School: Mundelein High School
City: Mundelein, IL
Classes: Grades 9-12 (Biology, Biology 2, AP Biology, Chemistry)

Principle Investigator: Debbie Nickerson, Ph.D.
Department: Genome Sciences
Institution: University of Washington

Project Description
Over the summer I had the opportunity to work in the lab of Debbie Nickerson on the campus of the University of Washington. My project involved preparing and sequencing DNA samples from numerous people in an attempt to find SNP's (Single Nucleotide Polymorphisms) in TA2R1, a candidate gene for the ability to taste PTC. If we could locate a SNP in the coding region of the gene, it would give the researchers reason to proceed on to sequencing samples which had been phenotyped so as to determine which version of the SNP produced tasters and which produced non-tasters. With any luck, these SNP's would correlate to the ability to taste PTC, which would provide more evidence to support the idea that this candidate gene was, in fact, the gene responsible for PTC tasting.
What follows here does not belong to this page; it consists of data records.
PR #1896, opened 2026-07-28
[MOB-1566] Treat the decrypt-and-store FFI error sentinel as an error

Chlup:
## Problem

`zcashlc_decrypt_and_store_transaction` returns `1` on success and `-1` on error; it never returns `0`. The Swift wrapper guarded on `result != 0`, which both values satisfy, so the throw branch was dead: a failed decrypt-and-store returned the zero-initialized txid buffer as if it had succeeded.

Callers discard that return value, so a real FFI failure was recorded as completed work — transaction enhancement marked the request done without persisting the transaction, the mempool monitor looked up the all-zero txid and silently dropped the transaction, and `enhanceTransactionBy` reported success — all without surfacing any error or triggering the enhancer's retry loop.

## Fix

Guard on `result == 1` so a failure throws `ZcashError.rustDecryptAndStoreTransaction` with the underlying Rust error message.

## Tests

- New failure-path test pins the sentinel semantics against the real FFI: malformed transaction bytes must throw (previously returned an all-zero txid without throwing).
- New success-path test pins that a stored transaction returns its real txid rather than the zeroed placeholder.
- Full OfflineTests suite on this base: 695 tests, 0 failures.

This is the only `guard result != 0` occurrence in `ZcashRustBackend`; other i32-returning FFI wrappers were audited and use correct sentinels. (The one remaining `result != 0` in the file is a boolean conversion in `isSeedRelevantToAnyDerivedAccount`, guarded separately by `result >= 0`.)

## Base

Retargeted from `maint/v2.7.x` to `feature/ironwood-slipstream` and rebased onto it. The source and test changes applied unchanged; only the `CHANGELOG.md` entry was refiled into that branch's Unreleased `## Fixed` section, since the two lineages have different release histories. The sentinel contract is unchanged on this base — `rust/src/lib.rs` still returns `Ok(1)` on success and `-1` via `unwrap_exc_or` on error.


LukasKorba (approved):
utACK

PR #1898, opened 2026-07-28
[MOB-1568] Submit sequentially instead of fanning out when Tor is off

Chlup:
## Problem

`MultiEndpointSubmitter` raced the same raw transaction to every endpoint in a task group regardless of the Tor state. With Tor enabled that is safe — each attempt rides its own isolated circuit — but with Tor disabled every attempt is a clearnet gRPC connection from the device's real IP, so a single send handed the IP↔txid link to every configured server operator simultaneously, including the wallet's own sync server.

## Fix

Give `SubmissionRace` a dispatch mode chosen from `SDKFlags.torEnabled` at submission time:

- **Tor on** keeps the parallel race, first-acceptance resolution, and the post-acceptance grace window unchanged.
- **Tor off** now tries endpoints strictly one at a time in list order and stops at the first acceptance, so operators beyond the accepting one are never contacted. Rejections and transport failures still fail over to the next endpoint, the shared response timeout bounds the whole attempt, caller cancellation ends the chain, and there is no grace window because nothing runs behind a sequential acceptance.

The background resubmission path (`SubmitPlanExecutor`) already retried sequentially with stop-on-first-accept and is unchanged.

## Tests

Five new tests for the Tor-off mode (stop-at-first-acceptance with no further endpoints contacted, no overlapping submissions via a new max-concurrency probe on the mock, deterministic first-rejection outcome, timeout bounding, caller cancellation stopping the chain). All 12 pre-existing parallel-race tests pass unmodified, pinning the Tor-on behavior. Full OfflineTests suite: 401 tests, 0 failures.

### DIFF
--- a/CHANGELOG.md
+++ b/CHANGELOG.md
@@ -6,6 +6,18 @@ and this library adheres to [Semantic Versioning](https://semver.org/spec/v2.0.0
 
 # Unreleased
 
+## Changed
+- Multi-endpoint transaction submission no longer fans the same transaction
+  out to every endpoint in parallel when Tor is disabled. With Tor off, each
+  submission is a clearnet connection from the device's real IP, so the
+  parallel race handed every contacted server operator the IP↔txid link at
+  once. Endpoints are now tried one at a time in list order, stopping at the
+  first acceptance, so at most one operator (plus any that already failed to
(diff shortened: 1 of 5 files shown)


pacu (approved):
utACK

PR #1903, opened 2026-07-28
Build every Apple architecture in one cargo invocation

### LINKED ISSUE #1901: FFI xcframework build compiles each architecture serially
`BuildSupport/Makefile` builds the five Apple targets with five separate
`cargo build --target <triple>` invocations. These cannot be overlapped with
`make -j`: concurrent cargo invocations sharing `../target` block on an
exclusive lock over the host artifact directory, reporting
`Blocking waiting for file lock on artifact directory`.

That is expensive mainly because of `[profile.release] lto = true` in
`Cargo.toml`. Fat LTO is a single-threaded whole-program pass over the
~674-crate graph. Measured on a 16-core machine, with all dependencies warm:

| Build | Wall | User CPU | Utilization |
|---|---|---|---|
| One target, LTO/link tail only | 2m02s | 156s | ~1.0x (serial) |
| All five targets, one invocation | 3m52s | 1924s | ~5.1x |

So the current shape spends roughly ten minutes of strictly single-threaded
time in the release build, one LTO pass after another.

Passing several `--target` flags to a single `cargo build` (stable since
1.64) puts every architecture into one job graph with one lock, letting those
passes run concurrently.

Two related items in the same area:

- `Scripts/prepare-release.sh` runs `make clean`, whose recipe includes
  `rm -rf ../target`. In `.github/workflows/build-ffi.yml` this runs
  immediately after `Swatinem/rust-cache` restores `target/`, so the Rust
  cache has never had any effect on a release build. Splitting the target-dir
  wipe into a separate `distclean` goal would let the restored dependency
  artifacts survive.
- `.github/workflows/swift.yml` and `.github/workflows/codeql.yml` invoke
  `make macos` and install only the two macOS rustup targets, so any change
  here must keep the per-platform goals narrow.

### LINKED ISSUE #1902: build.rs under-declares rerun-if-changed, so the generated zcashlc.h can go stale
`rust/build.rs` generates `target/Headers/zcashlc.h` with  <br>`cbindgen::Builder::new().with_crate(crate_dir)`, which parses the **entire**  <br>crate. But it declares only:

```rust
println!("cargo:rerun-if-changed=rust/src/lib.rs");
println!("cargo:rerun-if-changed=rust/src/voting.rs");
println!("cargo:rerun-if-changed=rust/src/voting");
println!("cargo:rerun-if-changed=rust/wrapper.c");
println!("cargo:rerun-if-changed=rust/wrapper.h");
```

Emitting any `rerun-if-changed` disables cargo's default behaviour of  <br>watching the whole package, so `rust/src/ffi.rs`, `rust/src/ffi/`,  <br>`derivation.rs`, `eip681.rs`, `tor.rs`, `migration.rs` and `os_log.rs` are all  <br>unwatched. Editing any of them recompiles the crate without rerunning the  <br>build script, leaving the previously generated header in place.

Reproduced by appending a new exported function to `rust/src/ffi.rs` and  <br>rebuilding without wiping `target/`:

| `build.rs` | New `extern "C"` fn present in `zcashlc.h`? |
| -- | -- |
| as committed | no (stale header) |
| watching `rust/src` as a directory | yes |

Practical effect: a newly added FFI function can be missing from the  <br>generated header, and a changed signature can go unreflected. Note that  <br>`Bindings::write_to_file` skips writing when content is unchanged, so file  <br>mtime is not a reliable way to observe this — the reproduction above needs an  <br>actual API change.

`Scripts/rebuild-local-ffi.sh` calls `cargo build` directly and is exposed to  <br>this today. The release path happens to be shielded because  <br>`Scripts/prepare-release.sh` runs `make clean`, which currently does  <br>`rm -rf ../target` and so forces regeneration — meaning this becomes  <br>load-bearing if that wipe is ever removed (see zcash/zcash-swift-wallet-sdk#1901).

Fix: watch `rust/src` as a directory, which cargo scans recursively.

nuttycom:
Closes #1901
Closes #1902
Resolves MOB-1601
Resolves MOB-1600

The FFI release build recompiled each of the five Apple architectures with its
own `cargo build --target <triple>`. Those invocations cannot be overlapped
with `make -j`, because concurrent cargo processes sharing `../target` block on
an exclusive lock over the host artifact directory:

```
[ios]    Blocking waiting for file lock on package cache
[darwin] Blocking waiting for file lock on artifact directory
```

The cost concentrates in the link step. `[profile.release] lto = true` is a
single-threaded whole-program pass over a ~674-crate graph, so the five passes
ran back to back.

## Changes

**Single multi-target cargo invocation** (`BuildSupport/Makefile`). Passing
several `--target` flags to one `cargo build` puts every architecture into a
single job graph with one lock, so those LTO passes overlap. Measured on 16
cores with dependencies warm:

| Build | Wall | User CPU | Utilization |
|---|---|---|---|
| One architecture, LTO/link tail only | 2m02s | 156s | ~1.0x (serial) |
| All five, one invocation | 3m52s | 1924s | ~5.1x |

The per-platform goals keep their own narrow architecture lists, so
`make macos` still needs only the two macOS rustup targets installed — which
`swift.yml` and `codeql.yml` rely on. `make macos` also drops from two cargo
invocations to one. A full build takes `cargo-all` as its first prerequisite,
after which the per-platform rules reduce to a fingerprint check.

**`clean` / `distclean` split.** `clean` now removes `products/` only;
`distclean` additionally wipes `../target`. `Scripts/prepare-release.sh` runs
`make clean` immediately after `build-ffi.yml` restores `Swatinem/rust-cache`,
so that cache had never affected a release build. Products are still rebuilt
from scratch, so no stale slice can survive `clean`.

**`rust/build.rs` header-staleness fix.** Removing the `target/` wipe from
`clean` exposed a pre-existing bug that wipe had been masking. `build.rs`
generates `zcashlc.h` via cbindgen, which parses the whole crate, but declared
`rerun-if-changed` for only `lib.rs`, `voting.rs`, `voting/` and the wrappers.
Emitting any `rerun-if-changed` disables cargo's default whole-package
watching, leaving `ffi.rs`, `derivation.rs`, `eip681.rs`, `tor.rs`,
`migration.rs` and `os_log.rs` unwatched. Verified by appending a new exported
function to `rust/src/ffi.rs` and rebuilding without wiping `target/`:

| `build.rs` | New `extern "C"` fn present in `zcashlc.h`? |
|---|---|
| before | no (stale header) |
| after | yes |

`Scripts/rebuild-local-ffi.sh` calls `cargo build` directly and was exposed to
this already.

## Verification

- `make macos` builds only the macOS architectures and emits a single cargo
  invocation naming just those two triples.
- A full `make xcframework` produces all three slices with the expected
  architectures (`ios-arm64` → `arm64`, `ios-arm64_x86_64-simulator` →
  `x86_64 arm64`, `macos-arm64_x86_64` → `x86_64 arm64`), with `Headers`,
  `Modules/module.modulemap` and both `Info.plist` files in place.
- Header regeneration confirmed in both directions (function added → appears;
  reverted → disappears).

## Notes for review

- Releases now build incrementally rather than from scratch. Switching
  `Scripts/prepare-release.sh` to `make distclean` would restore the previous
  from-scratch behaviour at the cost of the cache benefit — happy to change it
  if that hermeticity is wanted for tagged releases. Note that
  `Swatinem/rust-cache` strips workspace-local artifacts before saving, so
  `libzcashlc` itself and its LTO link always rerun regardless; the saving is
  on the dependency crates.
- Both workflows hash `BuildSupport/Makefile` into their FFI cache key, so this
  invalidates that cache once.
- Not addressed here: `lto = "thin"` would cut the per-architecture cost
  itself, but it changes codegen for scanning and proving, so it wants a
  runtime benchmark rather than a build-time one.

### DIFF
--- a/BuildSupport/Makefile
+++ b/BuildSupport/Makefile
@@ -10,6 +10,18 @@ IOS_DEVICE_ARCHS = aarch64-apple-ios
 IOS_SIM_ARCHS_STABLE = x86_64-apple-ios  aarch64-apple-ios-sim
 MACOS_ARCHS = x86_64-apple-darwin aarch64-apple-darwin
 IOS_SIM_ARCHS = $(IOS_SIM_ARCHS_STABLE)
+ALL_ARCHS = $(IOS_DEVICE_ARCHS) $(IOS_SIM_ARCHS) $(MACOS_ARCHS)
+
+# Cargo serialises concurrent invocations behind a lock on the shared host
+# artifact directory (../target/release), so running one `cargo build --target X`
+# per architecture cannot overlap them — `make -j` does not help. That matters
+# most for the link step: `lto = true` is a single-threaded whole-program pass
+# costing roughly two minutes per architecture, so five of them run back to back.
+#
+# Passing several `--target` flags to one invocation puts every architecture in a
+# single job graph, letting those passes run concurrently.
+CARGO_BUILD = RUSTUP_TOOLCHAIN=stable cargo build --manifest-path ../Cargo.toml --release
+cargo_targets = $(addprefix --target ,$(1))
 
 RUST_SRCS = $(shell find ../rust -name "*.rs") ../Cargo.toml
 STATIC_LIBS = $(shell find ../target -name "libzcashlc.a")
@@ -23,15 +35,26 @@ install:
 release: clean xcframework
 .PHONY: release
 
+# Discard assembled build products. ../target is deliberately preserved so that
+# cargo's fingerprints (and CI's restored Rust cache) still apply; cargo decides
+# what genuinely needs rebuilding. Every framework under products/ is rebuilt
+# from scratch, so no stale slice can survive this.
 clean:
 	rm -rf products
-	rm -rf ../target
 .PHONY: clean
+
+# Additionally discard the cargo target directory, forcing a from-scratch build.
+distclean: clean
+	rm -rf ../target
+.PHONY: distclean
 
 xcframework: products/libzcashlc.xcframework
 .PHONY: xcframework
 
-products/libzcashlc.xcframework: $(PLATFORMS)
+# cargo-all is listed first so a full build compiles every architecture in one
+# invocation. The per-platform cargo rules below then find their work already
+# done and reduce to a fingerprint check.
+products/libzcashlc.xcframework: cargo-all $(PLATFORMS)
 	rm -rf $@
 	mkdir -p $@
 	cp -R products/ios-device/frameworks $@/ios-arm64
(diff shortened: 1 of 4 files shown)


Chlup (approved):
utACK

To do this, I first needed to do PCR (Polymerase Chain Reaction) on the samples of DNA to amplify the area of DNA that we were looking at. We did not sequence the entire gene because it is fairly large, but rather we chose several small areas to concentrate on, three of which were in a coding region. These small areas were isolated through the use of primers that allowed us to sequence certain areas of the DNA strand very specifically. After the PCR was complete and it had been shown to be accurate, we placed the samples into one of 2 high speed computerized sequencing machines which ran the samples and left us with a database file containing the base sequence of the area we were looking at. Finally, we ran this database file through several programs which produced an image file that we could view. This image file was then scanned for any possible SNP's which were then reported. As it turns out, there were several possible SNP's found in the coding region, but further analysis is needed along with more samples to be sure of the results.

At the time I left, more sequencing needed to be done to clean up some of the areas that had many errors in the base sequences. In addition to this, further analysis needs to be done to determine if the SNP's that were found produce an amino acid change, and if so, is it enough of a change to alter the functioning of the protein that is produced by this gene.